Arts departments are full of lefties. Research topics chosen by most of
these leftists are equal parts boring and unimportant. You are more likely
to see research on the effects of WWII on gay Aboriginal women in Australia
you must see a thesis on the real battles that decided the course of human
history.
Worryingly, this leftism has taken some of the forms of a dogmatic
religion. An example in Australia is called "Acknowledge the country." At
the beginning of any person conversation or workshop must stand up and
say, "I want to stress that this meeting is held on the traditional lands
of indigenous peoples, we pay respect to past old [appropriate tribal
group] and present and celebrate as the oldest continuous culture on
earth. " All human cultures have common ancestors, so that all cultures are
equally old. Aim this at your own risk.
9. The competitiveness and ego

Let's be honest, most people doctorate mainly for the status of being able
to put Dr. in front of their name. Most also like the idea of ​​becoming a
psuedo academic celebrity in their field and their name and picture stamped
on the book covers. Academia is Hollywood for ugly people who love to read.

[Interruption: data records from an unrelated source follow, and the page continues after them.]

PR #232, opened 2023-08-03
Jetto files

arkabokshi:
This PR enables reading in the impurity (profiles) directly from the JETTO `.jss` and `.jsp` files.


pyrokinetics/kinetics/jetto.py
```diff
@@ -8,67 +8,59 @@
...
         """
         Reads in JETTO profiles NetCDF file
         """
         # Open data file, get generic data
-        with nc.Dataset(filename) as kinetics_data:
-            time_cdf = kinetics_data["TIME3"][:]
+        try:
+            kinetics_data = read_binary_file(filename)
+            jetto_jss = read_binary_file(str(filename).replace("jsp", "jss"))
+            time_cdf = kinetics_data["TIME"].T[:]
```
bpatel2107: I don't think want to remove the ability to read the `netCDF` file, just add in the ability to read `.jsp` and `.jss`. Ideally we would be able to read both `jsp` and `netCDF` files and then also require there to be the `.jss` file to get the charge information

pyrokinetics/kinetics/jetto.py
```diff
@@ -105,51 +97,42 @@ def read(
...
-                    )
-                    impurity_mass = (
-                        self.impurity_charge_to_mass[int(impurity_charge.m)]
-                        * hydrogen_mass
-                    )
+                # impurity charge can have a profile variation
+                impurity_charge_data = (
+                    kinetics_data[impurity_z][time_index, :] * units.elementary_charge
+                )
+                impurity_charge_func = UnitSpline(psi_n, impurity_charge_data)
```
bpatel2107: The `kinetics` object needs to contain the full profile information, not just one flux surface. What we need to do is to change the `charge` in a `Species` object to be a function that takes in `psi_n` rather than a number. Then we need to change that for all the other readers too so they are all consistent. Finally we'll modify the `local_species.from_kinetics` to be able to read in this new format.

For the lighter elements this will just end up being a constant for all flux surfaces, but for heavier impurities there will be profile variation in the charge.

pyrokinetics/kinetics/jetto.py
arkabokshi: Is there any advantage of keeping the option to read in the `netCDF` file?  Is the latter not derived from the `jetto.{jsp,jss}` files?

LiamPattinson:
If you want to get the automated tests working, you'll need to add `"jetto-tools"` to the dependencies list in `pyproject.toml`. I'd also recommend running `flake8` and fixing any of the issues it reports.

As an example for a way to have NetCDF and `.jss` reading:

```python
def read(self, filename: PathLike, time_index: int = -1, time: float = None) -> Dict[str, Species]:
    if self.verify_jetto_netcdf(filename):
        return self.read_jetto_netcdf(filename, ...other args...)
    elif self.verify_jetto_jss(filename):
        return self.read_jetto_jss(filename, ...other args...)
    else:
        raise RuntimeError("some error msg")

def read_jetto_netcdf(self, filename: PathLike, time_index: int = -1, time: float = None) -> Dict[str, Species]:
    # The original read function
    ...

def read_jetto_jss(self, filename: PathLike, time_index: int = -1, time: float = None) -> Dict[str, Species]:
    # The new read function
    ...

def verify(self, filename: PathLike) -> None:
    try:
        self.verify_jetto_netcdf(filename)
    except Exception:
        try:
            self.verify_jetto_jss(filename)
        except Exception:
            raise RuntimeError("File is neither jss nor netcdf")

def verify_jetto_netcdf(self, filename: PathLike) -> bool:
    # The original verify, but return True at the end
    ...
    return True

def verify_jetto_jss(self, filename: PathLike) -> bool:
    # The new verify, but return True at the end
    ...
    return True
```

They do not really benefit their research and yet they are very competitive
on who can publish articles in most of the top newspapers, giving papers at
the conference, and end their fastest thesis. Think of a workplace full of
competitive narcissistic feminist women jobs they hate to pay terrible and
knowing that, after four years 96% of them will be fired.
10. Publishing for itself
That's what they make you read in hell.
University research in humanities is almost universally unread. Indeed,
humanities scholars choose subjects boring and irrelevant and because the
publication is mainly as a way to get and keep jobs as academics rather
because the author has something important or useful to say.
Conclusion
If I sound a little bitter, it's because I am. My PhD was a horrible event
and I have not much to show for it. But I take full responsibility for my
choices and # 8212; nobody had a gun to his head. If I'm honest, humanities
academics was the only thing I was good and earning a doctorate was a way
for me to patch my low self-esteem.
On the positive side, I always thought I had the opportunity to do a PhD
and I am not dying to ask. The problem is that I now looked behind the
curtain and realized these disciplines are mostly bullshit. If this is
something you want to do then go ahead, but do your research and get
started with an assessment of the traps. Do not be afraid to leave if
you're miserable. Sometimes quitting takes more courage to continue.